Collected data

Issue #51, opened 2026-04-20
remove libsonatareport from bluerecording


cattabiani:
Currently, we need `libsonatareport` only for `neurodamus-models`. We do not really need it. We should find a way to avoid passing it

We should also improve the installation procedure now that we talked and I have a clearer picture on what the environment on the platform will be like

PR #56, opened 2026-04-21
improve setup (no libsonatareport)

cattabiani:
## Context

Partial fix of #51

`libsonatareport` is still needed if you want to run the simulations

More details in [this discussion](https://github.com/openbraininstitute/neurodamus-models/issues/13#issuecomment-4289266009)

# Scope

- Declared most dependencies in `pyproject.toml` — `mpi4py`, `h5py`, `neurodamus`, `pandas`, `morphio`, `libsonata`, `voxcell`, `scikit-learn` are now proper base dependencies. `neuron` is an optional extra (`pip install bluerecording[neuron]`) because it may be built from source.

- Simplified `setup.sh` to a single mode — no more `--light` / `--dev` / `--full` flags. The script always builds the full simulation stack from source (libsonatareport → NEURON → neurodamus-models with reporting). This is the only use case for `setup.sh` — platform installs just use `pip install bluerecording[neuron]` or `pip install bluerecording`.

- `setup.sh` now works both sourced and executed:
  - `source setup.sh` — activates the environment in the current shell (as before)
  - `./setup.sh` — installs everything, writes `env.sh`, tells the user to `source env.sh`

- `setup.sh` detects active venvs via `$VIRTUAL_ENV` instead of checking for a `./venv` folder. If a venv is already active, it installs into that one. Pip installs always run (pip skips satisfied deps).

- `__init__.py` checks only what pip can't guarantee: h5py MPI support and neuron availability. Everything else is a declared dependency.

- CI (`ci.yml`) no longer calls `setup.sh`. It installs deps directly with pip (including neuron from wheel), builds neurodamus-models without reporting, and caches the result. Faster and simpler.

- Renamed `--no-cache` to `--clean-install`. Pinned neurodamus and neuron commits at the top of `setup.sh` (`NEURON_COMMIT`, `NEURODAMUS_COMMIT`).

- `mpi4py` installs from PyPI wheel instead of building from source. `neurodamus-models` clones with `--depth=1`.

- Updated README and `run_tests.sh` to reflect the single-mode setup.


bluerecording/__init__.py
```diff
@@ -3,11 +3,69 @@
...
+    the README for installation instructions.
+    """
+    try:
+        from mpi4py import MPI  # noqa: F401
+    except ImportError:
+        raise ImportError(
+            "bluerecording requires mpi4py built against your system's MPI library.\n"
+            "It is not listed in pyproject.toml because it must be compiled with MPI support.\n"
+            "Install it with: pip install --no-binary=mpi4py mpi4py\n"
+            "Or use 'source setup.sh' which handles this automatically."
```
mgeplf: why `source setup.sh` rather than running `setup.sh`? Are there environment variables that need to be propagated to my shell?

bluerecording/__init__.py
```diff
@@ -3,11 +3,69 @@
...
-if not h5py.get_config().mpi:
-    raise RuntimeError("h5py lacks MPI support. Reinstall it with MPI support.")
+def _check_dependencies():
+    """Verify that runtime dependencies not declared in pyproject.toml are available.
 
-if MPI.COMM_WORLD.size < 1:
-    raise RuntimeError("MPI not initialized correctly.")
\ No newline at end of file
+    bluerecording requires mpi4py, h5py (with MPI support), NEURON, and neurodamus.
+    These are not listed in pyproject.toml because they need special build flags
```
mgeplf: I think they can be listed in pyproject, this `_check_dependencies()` will give hints as to what needs to be done, I would say

bluerecording/__init__.py
```diff
@@ -3,11 +3,69 @@
...
+            "Install it with: pip install neuron\n"
+            "Or use 'source setup.sh' which handles this automatically."
+        )
+
+    try:
+        import neurodamus  # noqa: F401
+    except ImportError:
+        raise ImportError(
+            "bluerecording requires neurodamus.\n"
+            "It is not listed in pyproject.toml because it may need to be pinned to a\n"
```
mgeplf: `may need to be pinned to`; I think if you're going to say it `may` need, it's worth describing that somewhere, and pointing this comment to that description.

README.md
```diff
@@ -10,32 +10,46 @@ This branch provides code that produces an electrodes file compatible with the [
 
 ### Dependencies
 
-BlueRecording requires `mpi4py`, `h5py`, and `hdf5` built with MPI support. The provided `setup.sh` script handles all of this automatically, including building NEURON, neurodamus, and libsonatareport from source.
+BlueRecording requires several packages that are **not listed in `pyproject.toml`** because they need special build flags or may be built from source:
 
-`setup.sh` works for both macOS (with `brew`) and Linux (with `apt`) systems:
+| Package | Why it's not in pyproject.toml |
+|---|---|
+| `mpi4py` | Must be compiled against the system MPI library |
```
mgeplf: can the mpich/openmpi wheels that mpi4py publish be used:
https://mpi4py.readthedocs.io/en/stable/install.html#:~:text=The%20mpi4py%20project%20publishes%20MPICH%20wheels%20and%20Open%20MPI%20wheels ?

setup.sh
```diff
@@ -1,40 +1,50 @@
 #!/usr/bin/env bash
-# setup.sh — Full MPI-enabled Python environment setup
+# setup.sh — MPI-enabled Python environment setup for BlueRecording
 
 # -------------------------
 # Pinned versions (edit here to update)
 # -------------------------
-NEURON_COMMIT="9.0.1"
+NEURON_VERSION="9.0.1"
```
mgeplf: are only released versions supported?
the 9 series took a long time to get released, and the reporting things weren't included in 8, iirc, so requiring a released version might be infeasible.

setup.sh
```diff
@@ -1,40 +1,50 @@
...
+            echo "                Use for development and running the test suite."
+            echo "  --full        Build everything from source: libsonatareport, NEURON,"
+            echo "                neurodamus, and neurodamus-models with reporting enabled."
+            echo "                Editable install with test dependencies."
+            echo "                Required to run simulations with SONATA report generation."
+            echo ""
+            echo "Other options:"
+            echo "  --no-system   Skip system package installation (brew/apt)"
+            echo "  --data        Download and unpack example datasets (atlas, networks, FEM)"
             echo "  --no-cache    Remove venv, cloned repos, and build artifacts (keeps data)"
```
mgeplf: Not sure I follow what `--no-cache` does; isn't it more "remove install"?

setup.sh
```diff
@@ -213,40 +229,52 @@ if [[ $QUICK -eq 0 ]]; then
...
-
-        cmake --build neurodamus-models/build
-        cmake --install neurodamus-models/build
+# -------------------------
+# neurodamus-models
+#   full:  with reporting (linked against libsonatareport)
+#   light: without reporting
+# -------------------------
+if [ ! -d "neurodamus-models" ]; then
+    git clone https://github.com/openbraininstitute/neurodamus-models.git
```
mgeplf: does one need the full history, or can one only clone it with `--depth 1`?

bluerecording/__init__.py
cattabiani: yes, various neurodamus/neuron env variables. In addition the python virtual environment

bluerecording/__init__.py
cattabiani: listed as a comment: they are already there. Listed as a dependency: I decided to not do that. What is worse about these 2 cases:
- install in the wrong way the library (i.e. h5py)
- missing the library

The latter for me is clearer

setup.sh
cattabiani: this pinning is exactly what @jplanasc suggested. I let you fight... I will go fetch some /popcorn

setup.sh
cattabiani: yes. it is mainly for me. I need to verify often clean installations. Do you prefer another name?

setup.sh
cattabiani: true

README.md
cattabiani: I did not know there were wheels for this. ok, changed. h5py still needs to be built form source since there is no wheel for the mpi version afaik

bluerecording/__init__.py
cattabiani: I am not sure I got this comment. I changed the description to explain why

bluerecording/__init__.py
cattabiani: the idea is to use this setup.sh mostly locally. On the platform I expect a container of some sort with already the requirements installed. In that case you can just `pip install .` in this folder

setup.sh
cattabiani: to develop on this: Judit said that our stack is largely based on neuron 9.0.1 and she suggested to pin neurodamus et al. dependencies to this one

bluerecording/__init__.py
mgeplf: From a transparency point of view, it's better to run a script instead of sourcing it, especially when it's quite long - otherwise there are surprises that lurk within the code - for instance, normally I create my own virtualenv; if I source this, I lose whatever place I was in.  I find this quite non-standard.  In addition, getting people in the habit of "installing" software by `source`-ing something is not a good idea.

Maybe one could execute the script, and then print out then environment variables that need to be set?
Or, alternatively, create a file with just what needs to be set?

bluerecording/__init__.py
mgeplf: The problem is that it defeats the whole purpose of the `dependencies` of pyproject; to list the dependencies of the project.  Part of the whole transition to a non-executable pyproject.toml (as opposed to setup.py) was to make introspection of the dependencies possible, but this is purposefully circumventing it.

What happens if h5py is installed `the wrong way`?

bluerecording/__init__.py
mgeplf: the wording `may` means that it is known when it needs to be pinned, but it's not clear what these situations are: hence it would be helpful to point to where it's described what sort of pinning is done, which hopefully also explains why.

bluerecording/__init__.py
cattabiani: > What happens if h5py is installed the wrong way?

the code fails when you try to run it saying: h5py does not have mpi support. 

This message may be even ok. Down the line, we still to install the correct neurodamus-models. If you get the wrong version it is harder to understand that that was the problem

bluerecording/__init__.py
cattabiani: but you solution is way clunkier and error-prone

I will try to remove `source`... but I find it a downgrade. What if I devise a version that works also if you already have a venv set up? Do you have other practical cases where this setup.sh fails?

setup.sh
mgeplf: Like I said, historically this hasn't been the case.
We probably ran for for about 3 years on a dev version of neuron (since neuron 8 didn' have what was needed, so the difference between 8.2a (May 2022) and 9.0.0 (Oct 2025).

I don't know, however, what the future will bring - now that Goran isn't around to help with the release, I suspect new versions won't be released often, so the change you made for the `report.conf`, for instances, may take quite a while to be released as a version.

setup.sh
mgeplf: Perhaps something like `--delete-install`; `--clean-install`

bluerecording/__init__.py
mgeplf: > but you solution is way clunkier and error-prone

I disagree:
1) it makes it clear I don't need to rerun `setup.sh` each time; I know what variables need to be set (which is also useful if one is making a container or if one closes their shell, and want to re-setup the environment.)
2) I can chose to set them, rather than being hidden from me.

cattabiani: I guess it is a matter of personal taste. To me, I see much more probable that I will forget to set them. However, I see your point. I will find a way to get it both ways

setup.sh
cattabiani: historically in OBI we moved to pinning because we (Judit) got hurt by a misalignment of neuron/neurodamus that lead to a 3-day debugging session that could have been avoided by pinning. Anyway, I let @jplanasc  continue on this, I do not have strong opinions. I am just reporting her points

mgeplf: That's a separate concern - whether it was pinned to a version or a commit, it would have been the same issue (it was the wrong one); I'm saying that (likely) can't pin to a *version* because those aren't released frequently enough.

The three day debugging happened, iirc, before the 9.0.1 release (which was in Nov  2025), so you would have had to pin to a *commit* since no version had the required functionality.

cattabiani: the issue was the other way around. Neuron was updated and neurodamus was not yet. The new neuron version was not compatible with the old neurodamus version and the error was a little too generic. I was on holiday and I could not advise Judit

setup.sh
cattabiani: chanced to `--clean-install`. I think it is clearest of the options

bluerecording/__init__.py
cattabiani: ok, I updated the explanations. I let you check

setup.sh
mgeplf: The point still stands; at some point neurodamus needed to be in sync with a version of NEURON that wasn't released yet.

cattabiani: apart that I think still that it was the opposite: neuron was already at the latest version and the neurodamus released version was not release yet...

I do not get what you want? Not pin neuron and base everything on main?

WeinaJi: BlueRecording doesn't run simulation, NEURON is just required by Emodel files to load the morphology and create cell objects. I think the stable neuron version is sufficient for that task. In fact, We might need to be careful about the Neurodamus version, maybe pin a specific version?

mgeplf: the problem w/ a stable neuron version is that neurodamus may not support it; so one has to be able to specify *commits* for both of them, not releaesed version.

ie: 
```
NEURON_COMMIT=[....]
NEURODAMAUS_COMMIT=[...]
```
By calling it `_VERSION` it suggest it needs to be a released version, but that's not the case - there has to be the flexibility of using commits, without being misled that only versions are supported.

bluerecording/__init__.py
eleftherioszisis: Whatever dependencies the package has they have to be explicitly stated in the pyproject.toml. This is what is made for. This is the expectation of everyone reading a package.

 They are not soft dependencies, they are mandatory. Then you can make whatever checks during runtime for correct installation.

cattabiani: to me it is better to say that a dependency is missing than installing the wrong one. Anyway, I see that I am the minority, I will try to accommodate all the requirements

At any rate this does not solve all the problems. Take neuron:

- for a normal installation we can do pip install ... ok
- for a full installation we need to install from source and I cannot pass by pip. Pip is not aware (afaik) that neuron was installed. Thus, a subsequent `pip install bluerecording` re-installs the neuron wheel (the wrong one) even if neuron is already there. The only way to solve this problem is to make `neuron` optional in `pyproject`. Would it be ok for you @eleftherioszisis ? In neurodamus it is already like this

cattabiani: @eleftherioszisis in addition... what do I do for `neurodamus-models`? It is a neuron/nmodl/cmake project, not a python one but a dependency for bluerecording

setup.sh
cattabiani: I just moved from `*_COMMIT` to `*_VERSION`. May we have a final decision on this? I can write whatever you want there, I do not particularly mind. 

About neurodamus, yes, I need or something after the latest released version because I added a breaking change in neurodamus right after and I need it. 

@mgeplf would it be fine for you to call `*_COMMIT` and then put a version in there? I think git does not mind in any case

`*_COMMIT_OR_VERSION` looks a little too long

cattabiani: @jplanasc may you give your opinion here too? Because I am trying to guess your opinion on this based on the comments on my previous prs...

cattabiani:
after various discussions I go back to draft. I need to cook something that is accepted by everybody

bluerecording/__init__.py
cattabiani: @mgeplf I updated the script quite heavily. I hope you like this version more :D

setup.sh
jplanasc: I can see that either pinning versions or commits have pros and cons. As @WeinaJi says, I think for BlueRecording it's ok to pin the NEURON version.

My main take would be that if we can pin a version, we should pin a version, which I think it's easier to track and it should be more tested than a specific commit.

However, I understand that in Neurodamus we may want to pin specific commits, especially for testing compatibility, but I think here is not critical.

And as @cattabiani said, we have our cloud set ups working with the same NEURON version, so everything is consistent. My first comment was mainly triggered because BlueRecording was pinning a commit that was older than NEURON 9.0.1, when that version had already been largely tested on the cloud environments, so I thought it made sense to update the pinning.

Anyway, I don't want to impose my thinking, but I'd prefer that we pin versions instead of commits whenever this is possible.

bluerecording/__init__.py
jplanasc: If I may add here, I'd expect python dependencies to be listed in `pyproject.toml`, but I agree that, for example, `h5py` is a hard one, because the default installation is without MPI. Therefore, it needs to be installed separately with specific flags that you can't specify in the pyproject file.

cattabiani: yes, the problem is that one. I could list every dep in pyproject.toml but this risks to install the wrong versions if things are not already in place. I see that people are fine with this risk so I am listing everything I can there. Still, neurodamus-models will be missing (not a python project) and neuron is optional because when installing from source pip does not see it and installs it twice (without Mike's magic trick that I do not want to use)

setup.sh
mgeplf: > which I think it's easier to track and it should be more tested than a specific commit.

I disagree; the commit is the only thing that is stable, and you know it's what you expect.
I believe that NEURON, in the past, did the (in)famous thing of releasing the different source under the same name, at one point - so, beware.

> we pin versions instead of commits whenever this is possible

That's fine; however, it should be clear from the name of the variable that a commit is allowed; by naming it `VERSION`, we don't know what is allowed, and it's easy to think that it is being installed by something that only allows versions.
If it keeps it's original name, then it's clear that it can be changed to any commit (and, likely will, if we have to add any features/fixes to NEURON) - and we can use the `tag` value if it's important that it's human readable.

bluerecording/__init__.py
mgeplf: > [...] neuron is optional [...]

Since it's a required dependency, I would keep it in pyproject.
To prevent the installation problem, may it's worth doing `pip install --no-deps` to install something without it overwriting the installed neuron.

I think we can probably do a less hacky trick to install neuron, I just haven't had time to try it yet...stay tuned.

cattabiani: the problem is not the override, it is just a duplicate. I am not sure which one is picked then

I will stay tuned. May we proceed with this solution for now? I am happy to come back to this once your magic is ready. The dep is there and there is a comment to explain

setup.sh
jplanasc: I still think a NEURON version is enough for this case, but ok, let's try to converge on something.

So, if I'm reading correctly, I think that everyone will be happy if:
- The variable name is not changed (kept as `NEURON_COMMIT`)
- We use a tag / version to make it more human readable whenever this is possible

Is that correct?

mgeplf: I think that makes the most sense, yes.

setup.sh
```diff
@@ -127,143 +139,176 @@ elif [[ "$OS" == "Linux" ]]; then
...
-            -DNRN_ENABLE_INTERVIEWS=OFF \
-            -DNRN_ENABLE_CORENEURON=ON \
-            -DCMAKE_C_COMPILER=$NRN_C_COMPILER \
-            -DCMAKE_CXX_COMPILER=$NRN_CXX_COMPILER \
-            -DCORENRN_ENABLE_REPORTING=ON \
-            -DCMAKE_PREFIX_PATH=$SONATAREPORT_DIR
-
-        cmake --build nrn/build --parallel
-        cmake --build nrn/build --target install
+    if [[ "$OS" == "Darwin" ]]; then
```
mgeplf: is this needed since the outcome is the same? Or should Darwin be using clang?

.github/workflows/ci.yml
```diff
@@ -18,31 +21,68 @@ jobs:
...
+          HDF5_DIR: /usr/lib/x86_64-linux-gnu/hdf5/openmpi
+        run: |
+          pip install --upgrade pip setuptools wheel cython numpy
+          pip install mpi4py
+          pip install --no-cache-dir --no-binary=h5py h5py --no-build-isolation
+          pip install git+https://github.com/openbraininstitute/neurodamus.git@${{ env.NEURODAMUS_COMMIT }}
+          pip install -e ".[neuron,test]"
 
-      - name: Cache venv
+      - name: Cache neurodamus-models
```
mgeplf: I seem to recall the models compile quickly, is this cache needed?
What's the difference in speed if it's not used?

mgeplf (commented):
Looks reasonable to me, I think someone else should review it though.
Thanks for the `source` change.

setup.sh
cattabiani: I guess we found middle ground on this and the name is already there (nothing else to do). I close this

.github/workflows/ci.yml
cattabiani: it is probably small. I guess you prefer no cache. I will remove it. I thought, since it is a slow-moving repo, we can cahce that

setup.sh
cattabiani: you are right. It is legacy code that came from before and I did not notice that the 2 branches became the same. Fixed

bluerecording/__init__.py
```diff
@@ -3,11 +3,36 @@
...
+
+    if not h5py.get_config().mpi:
+        raise ImportError(
+            "h5py is installed but was built without MPI support.\n"
+            "bluerecording requires parallel HDF5 I/O.\n"
+            "Fix with:\n"
+            "  pip uninstall h5py\n"
+            "  HDF5_MPI=ON pip install --no-cache-dir --no-binary=h5py h5py "
+            "--no-build-isolation\n"
+            "Or use 'source setup.sh' which handles this automatically."
```
jplanasc: I guess now `source` is not specifically needed? I'd adapt the wording to `use the setup script` maybe?

setup.sh
```diff
@@ -1,41 +1,49 @@
...
     case $arg in
-        --dev) INSTALL_MODE="dev" ;;
         --no-system) SKIP_SYSTEM=1 ;;
         --data) DOWNLOAD_DATA=1 ;;
-        --no-cache) NO_CACHE=1 ;;
-        --quick) QUICK=1 ;;
+        --clean-install) CLEAN_INSTALL=1 ;;
         --help|-h)
-            echo "Usage: source setup.sh [OPTIONS]"
+            echo "Usage: source setup.sh [OPTIONS]  or  ./setup.sh [OPTIONS]"
```
jplanasc: I know this was requested to change, but I'm not convinced by this approach: I'd keep installation and env set up in separate scripts. I find it confusing that you can either `source` or execute this script.

bluerecording/__init__.py
cattabiani: ah yes. I always forget the readme and init comments

cattabiani: done

setup.sh
cattabiani: The separation already exists: `./setup.sh` builds, `source env.sh` activates if you want. On the other hand I prefer to automate as much as possible. This can be achieved with `source setup.sh`. I can get it both ways, perfect for everybody's preference. 

Splitting further just means two scripts that need to stay in sync and an extra step for every user. The dual-mode isn't something users need to think about: if they `./setup.sh` by habit instead of sourcing, it tells them to `source env.sh`. It's a safety net, not complexity. I'd rather not add friction to everyone's workflow over a style preference.

mgeplf: > I'd keep installation and env set up in separate scripts.

That's my preferred approach too; the `env setup` can be created by the installation script.
This follows the "normal" convention (ie: like `python -mvenv venv` for creation, and `source venv/bin/activate` to prepare shell) - I can't remember examples of sourcing a shell script that does anything but setting some environment variables.

jplanasc: > Splitting further just means two scripts that need to stay in sync

I'd disagree with this part, as if it's the setup script that creates the env, whenever you install, you should have a sync'ed env file.

cattabiani: ok, updated. Now there is a dev_setup.sh which produces env.sh. run_tests will notice that env.sh was not sourced and will complain about that

examples/single_cell_l5_tpc/README.md
```diff
@@ -4,7 +4,7 @@ Extracellular recordings from a single layer 5 thick-tufted pyramidal cell place
 
 ## Prerequisites
 
-Run `source setup.sh --dev --data` from the project root. This installs all dependencies and downloads the required datasets.
+Run `./dev_setup.sh --data` from the project root, then `source env.sh`. This installs all dependencies and downloads the required datasets.
```
jplanasc: I guess this sentence has gone through several modifications, to me, it would look clearer as something like:

> Run `./dev_setup.sh --data` from the project root. This installs all dependencies, downloads the required datasets and creates an environment script `env.sh`. Then `source env.sh` to set up the project environment.

examples/sscx_100_cells/README.md
```diff
@@ -4,7 +4,7 @@ Extracellular recordings from a network of 100 SSCx cells.
 
 ## Prerequisites
 
-Run `source setup.sh --dev --data` from the project root. This installs all dependencies and downloads the required datasets (networks and atlas).
+Run `./dev_setup.sh --data` from the project root, then `source env.sh`. This installs all dependencies and downloads the required datasets (networks and atlas).
```
jplanasc: Same comment as above.

README.md
```diff
@@ -10,70 +10,79 @@ This branch provides code that produces an electrodes file compatible with the [
...
+| `h5py` | Declared in pyproject.toml, but must be the MPI-enabled build (`HDF5_MPI=ON`). The default pip wheel lacks MPI support. |
+| `neuron` | Optional extra (`pip install bluerecording[neuron]`). For simulations with reporting, build from source instead. |
+| `neurodamus` | Declared in pyproject.toml. `dev_setup.sh` may install from a specific Git commit. |
+| `neurodamus-models` | CMake project (not a Python package). Required in all cases — needed to generate weights or run simulations. Built by `dev_setup.sh`. |
+
+If h5py lacks MPI support or neuron is missing, bluerecording will raise a clear error on import.
+
+The provided `dev_setup.sh` script handles all of this automatically, building NEURON and libsonatareport from source. It works on macOS (with `brew`) and Linux (with `apt`).
+
+**Development setup** — builds everything from source with test and notebook dependencies:
```
jplanasc: I'd reorganize the way you explain things in the readme:
- Move installation steps outside the `Dependencies` heading, I think they should be at the same level: first, you explain which dependencies you need to install, then, you explain how to install it. I don't think the steps should be nested inside the dependencies
- I'd first put the user installation steps and leave dev installation at the end

README.md
```diff
@@ -10,70 +10,79 @@ This branch provides code that produces an electrodes file compatible with the [
...
+| Package | Notes |
+|---|---|
+| `h5py` | Declared in pyproject.toml, but must be the MPI-enabled build (`HDF5_MPI=ON`). The default pip wheel lacks MPI support. |
+| `neuron` | Optional extra (`pip install bluerecording[neuron]`). For simulations with reporting, build from source instead. |
+| `neurodamus` | Declared in pyproject.toml. `dev_setup.sh` may install from a specific Git commit. |
+| `neurodamus-models` | CMake project (not a Python package). Required in all cases — needed to generate weights or run simulations. Built by `dev_setup.sh`. |
+
+If h5py lacks MPI support or neuron is missing, bluerecording will raise a clear error on import.
+
+The provided `dev_setup.sh` script handles all of this automatically, building NEURON and libsonatareport from source. It works on macOS (with `brew`) and Linux (with `apt`).
```
jplanasc: If this is only for developers, I'd remove it from this section and put it just in the developers instructions. I think it may be confusing here.

README.md
```diff
@@ -10,70 +10,79 @@ This branch provides code that produces an electrodes file compatible with the [
...
 ```bash
-source setup.sh --dev --no-cache
+pip install bluerecording
 ```
 
 Finally, if you want to run the full testing suite you need `--data`. See the [Testing](#testing) section for details.
 
-
-This is required only once to set up your python virtual environment. In future sessions you still need to run once:
+This is required only once to set up your python virtual environment. In future sessions you still need to activate the environment:
```
jplanasc: > This is required only once

What's `this`? I think it's not clear what you mean.

examples/single_cell_l5_tpc/README.md
cattabiani: done

examples/sscx_100_cells/README.md
cattabiani: done

README.md
cattabiani: done. I let you check the readme

README.md
cattabiani: it has been reorganized. Maybe it is already enough? I let you check

README.md
cattabiani: removed because it is outdated. I let you check

README.md
```diff
@@ -10,70 +10,75 @@ This branch provides code that produces an electrodes file compatible with the [
...
+Use `--clean-install` to wipe the virtual environment and all build artifacts before reinstalling from scratch (downloaded data is preserved):
 
 ```bash
-source setup.sh
+./dev_setup.sh --clean-install
+source env.sh
 ```
 
-But the execution is much faster. 
+If you want to run the full testing suite you need `--data`. See the [Testing](#testing) section for details.
```
jplanasc, line 56: I think this formatting is wrong? Probably missing an extra blank line below?

jplanasc (dismissed):
Just a minor formatting detail, the rest LGTM.

Good to go for me, as long as the other reviewers agree.

README.md
cattabiani: yes, true

jplanasc (dismissed):
Good to go from my side, as long as the other reviewers agree.

dev_setup.sh
```diff
@@ -0,0 +1,363 @@
...
+        -DCMAKE_PREFIX_PATH=$SONATAREPORT_DIR
+
+    cmake --build nrn/build --parallel
+    cmake --build nrn/build --target install
+fi
+
+# -------------------------
+# neurodamus
+# -------------------------
+# TODO: Switch back to the PyPI release once it includes commit e5abd33
```
mgeplf: this is no longer relavent, right?

dev_setup.sh
```diff
@@ -0,0 +1,363 @@
...
+        echo "Unsupported OS: $OS"
+        exit 1
+    fi
+fi
+
+# -------------------------
+# Set globals
+# -------------------------
+export NEURODAMUS_NEOCORTEX_ROOT="$(pwd)/neurodamus-models/build/install"
+export HOC_LIBRARY_PATH="$NEURODAMUS_NEOCORTEX_ROOT/share/neurodamus_neocortex/hoc"
```
mgeplf, line 125: is this ever used except to make the env file?

dev_setup.sh
cattabiani: yes, true. I leave the pip install from git as we may want to pin a commit

dev_setup.sh
cattabiani: yes, this one is there just to be set later. However, I prefer to have all the exports in one place

mgeplf (approved):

Work to be completed. The answer is every line in the data where the word "Usage" appears.

Response to this exercise.
-            echo "Usage: source setup.sh [OPTIONS]"
+            echo "Usage: source setup.sh [OPTIONS]  or  ./setup.sh [OPTIONS]"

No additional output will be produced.